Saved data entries
________________________

PR #83, opened 2016-06-11
cli: add src search --refresh-list, --refresh-list-rate, --refresh-list-start

slimsag:
With this command a plaintext file of repositories `repos.txt` can be provided as `src search --refresh-list=repos.txt` in order to refresh a large number of repositories.

In particular, this is inherently useful for refreshing all repositories by first exporting a list via something like `psql -U sg -P pager=off -A -t -c "select uri from repo;" > repos.txt` from the `app` database.

### DIFF
--- a/cli/search_cmd.go
+++ b/cli/search_cmd.go
@@ -1,8 +1,13 @@
 package cli
 
 import (
+	"bufio"
 	"log"
+	"os"
 	"strings"
+	"sync"
+
+	"github.com/rogpeppe/rog-go/parallel"
 
 	"sourcegraph.com/sourcegraph/sourcegraph/api/sourcegraph"
 	"sourcegraph.com/sourcegraph/sourcegraph/cli/cli"
@@ -20,6 +25,10 @@ func init() {
 }
 
 type searchCmd struct {
+	RefreshList      string `long:"refresh-list" description:"refresh every branch for all repositories in given file list"`
+	RefreshListRate  int    `long:"refresh-list-rate" description:"how many repositories to refresh in parallel" default:"8"`
+	RefreshListStart int    `long:"refresh-list-start" description:"start at the given index instead of repo 0 in the list"`
+
 	Refresh       string `long:"refresh" description:"repository URI for which to update the search index and counts (implies --refresh-counts)"`
 	RefreshCounts string `long:"refresh-counts" description:"repository URI for which to update the search counts"`
 	Limit         int32  `long:"limit" description:"limit # of search results" default:"10"`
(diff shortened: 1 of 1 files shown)


cli/search_cmd.go
```diff
@@ -1,8 +1,13 @@
 package cli
 
 import (
+	"bufio"
 	"log"
+	"os"
 	"strings"
+	"sync"
+
+	"code.google.com/p/rog-go/parallel"
```
sqs: use the github.com/rogpeppe/rog-go/parallel import path

cli/search_cmd.go
```diff
@@ -20,6 +25,10 @@ func init() {
 }
 
 type searchCmd struct {
+	RefreshList      string `long:"refresh-list" description:"refresh every branch for all repositories in given file list"`
```
sqs: can you just make it read from cmdline args? that's how the other commands work. it would be nice to be able to do `cat repos.txt | xargs src repo search --refresh`. also, with xargs, you don't need to handle parallelism in Go; you can use `xargs -P` to parallelize the operation.

cli/search_cmd.go
slimsag: yeah, already spotted and fixed :)

cli/search_cmd.go
slimsag: I mean.. we can already do this I guess with this (not your way, because yours will quit on error, like when a repo doesn't exist):

```
xargs -n 1 sh -c 'src search --refresh $0 || exit 0' < repos.txt
```

But now you need some more bash magic in order to skip the first N lines of the file in order to 'resume' a reindexing operation (like my `--refresh-list-start` flag provides).

Maybe it's just me, but this is far from simple to remember :) We don't have to commit this, though.

mkovacs: i've been using `src search --refresh` both manually and via shell scripts a lot lately, and this feature would've made my life much easier. many things can go wrong with these "for item in list do stuff" kind of DIY scripts, so i'd prefer the `-list` flag variants for the command. similar variants would be very helpful for `src repo sync` as well.

sqs: Seems like it could add a lot of extra code and increase the learning curve, if we want to do this for each command. If you want to continue after errors, you can run `... | xargs -n 1 ...`. xargs continues onto the next invocation if an invocation fails anyway, so @slimsag's `sh -c "... || exit 0"` is not necessary.

keegancsmith: I'm also a fan of just sticking to bash, but if this makes the lives easier of people triggering refreshes its probably worth the extra complexity in the command.

cli/search_cmd.go
```diff
@@ -30,7 +39,64 @@ type searchCmd struct {
...
+			run     = parallel.NewRun(c.RefreshListRate)
+
+			indexMu sync.Mutex
+			index   = -1
+		)
+		for scanner.Scan() {
+			indexMu.Lock()
+			index++
+			index := index
+			indexMu.Unlock()
```
keegancsmith: the lock on index is unnecessary, it is only ever read and written too from a single goroutine (the main one)

cli/search_cmd.go
```diff
@@ -30,7 +39,64 @@ type searchCmd struct {
...
+
+			if index < c.RefreshListStart {
+				continue
+			}
+			repoURI := scanner.Text()
+
+			run.Do(func() error {
```
keegancsmith: does `run.Do` guarantee things will start processing in the order `Do` is called?

Also if we allow providing a lower bound, shouldn't we also be providing an upperbound?

keegancsmith:
@slimsag any updates on this?

cli/search_cmd.go
slimsag: `run.Do` doesn't guarantee that AFAIK.

slimsag:
This change seems to be controversial, so I'm going to close.

If the need for this arises again, I'll consider adding a "Helpful commands" document for people to copy+paste the bash equivalent from.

________________________

TASK REQUIREMENTS
A verbatim copy of all the records is required. Write it out in full.

RESULT
PR #83, opened 2016-06-11
cli: add src search --refresh-list, --refresh-list-rate, --refresh-list-start

slimsag:
With this command a plaintext file of repositories `repos.txt` can be provided as `src search --refresh-list=repos.txt` in order to refresh a large number of repositories.

In particular, this is inherently useful for refreshing all repositories by first exporting a list via something like `psql -U sg -P pager=off -A -t -c "select uri from repo;" > repos.txt` from the `app` database.

### DIFF
--- a/cli/search_cmd.go
+++ b/cli/search_cmd.go
@@ -1,8 +1,13 @@
 package cli
 
 import (
+	"bufio"
 	"log"
+	"os"
 	"strings"
+	"sync"
+
+	"github.com/rogpeppe/rog-go/parallel"
 
 	"sourcegraph.com/sourcegraph/sourcegraph/api/sourcegraph"
 	"sourcegraph.com/sourcegraph/sourcegraph/cli/cli"
@@ -20,6 +25,10 @@ func init() {
 }
 
 type searchCmd struct {
+	RefreshList      string `long:"refresh-list" description:"refresh every branch for all repositories in given file list"`
+	RefreshListRate  int    `long:"refresh-list-rate" description:"how many repositories to refresh in parallel" default:"8"`
+	RefreshListStart int    `long:"refresh-list-start" description:"start at the given index instead of repo 0 in the list"`
+
 	Refresh       string `long:"refresh" description:"repository URI for which to update the search index and counts (implies --refresh-counts)"`
 	RefreshCounts string `long:"refresh-counts" description:"repository URI for which to update the search counts"`
 	Limit         int32  `long:"limit" description:"limit # of search results" default:"10"`
(diff shortened: 1 of 1 files shown)


cli/search_cmd.go
```diff
@@ -1,8 +1,13 @@
 package cli
 
 import (
+	"bufio"
 	"log"
+	"os"
 	"strings"
+	"sync"
+
+	"code.google.com/p/rog-go/parallel"
```
sqs: use the github.com/rogpeppe/rog-go/parallel import path

cli/search_cmd.go
```diff
@@ -20,6 +25,10 @@ func init() {
 }
 
 type searchCmd struct {
+	RefreshList      string `long:"refresh-list" description:"refresh every branch for all repositories in given file list"`
```
sqs: can you just make it read from cmdline args? that's how the other commands work. it would be nice to be able to do `cat repos.txt | xargs src repo search --refresh`. also, with xargs, you don't need to handle parallelism in Go; you can use `xargs -P` to parallelize the operation.

cli/search_cmd.go
slimsag: yeah, already spotted and fixed :)

cli/search_cmd.go
slimsag: I mean.. we can already do this I guess with this (not your way, because yours will quit on error, like when a repo doesn't exist):

```
xargs -n 1 sh -c 'src search --refresh $0 || exit 0' < repos.txt
```

But now you need some more bash magic in order to skip the first N lines of the file in order to 'resume' a reindexing operation (like my `--refresh-list-start` flag provides).

Maybe it's just me, but this is far from simple to remember :) We don't have to commit this, though.

mkovacs: i've been using `src search --refresh` both manually and via shell scripts a lot lately, and this feature would've made my life much easier. many things can go wrong with these "for item in list do stuff" kind of DIY scripts, so i'd prefer the `-list` flag variants for the command. similar variants would be very helpful for `src repo sync` as well.

sqs: Seems like it could add a lot of extra code and increase the learning curve, if we want to do this for each command. If you want to continue after errors, you can run `... | xargs -n 1 ...`. xargs continues onto the next invocation if an invocation fails anyway, so @slimsag's `sh -c "... || exit 0"` is not necessary.

keegancsmith: I'm also a fan of just sticking to bash, but if this makes the lives easier of people triggering refreshes its probably worth the extra complexity in the command.

cli/search_cmd.go
```diff
@@ -30,7 +39,64 @@ type searchCmd struct {
...
+			run     = parallel.NewRun(c.RefreshListRate)
+
+			indexMu sync.Mutex
+			index   = -1
+		)
+		for scanner.Scan() {
+			indexMu.Lock()
+			index++
+			index := index
+			indexMu.Unlock()
```
keegancsmith: the lock on index is unnecessary, it is only ever read and written too from a single goroutine (the main one)

cli/search_cmd.go
```diff
@@ -30,7 +39,64 @@ type searchCmd struct {
...
+
+			if index < c.RefreshListStart {
+				continue
+			}
+			repoURI := scanner.Text()
+
+			run.Do(func() error {
```
keegancsmith: does `run.Do` guarantee things will start processing in the order `Do` is called?

Also if we allow providing a lower bound, shouldn't we also be providing an upperbound?

keegancsmith:
@slimsag any updates on this?

cli/search_cmd.go
slimsag: `run.Do` doesn't guarantee that AFAIK.

slimsag:
This change seems to be controversial, so I'm going to close.

If the need for this arises again, I'll consider adding a "Helpful commands" document for people to copy+paste the bash equivalent from.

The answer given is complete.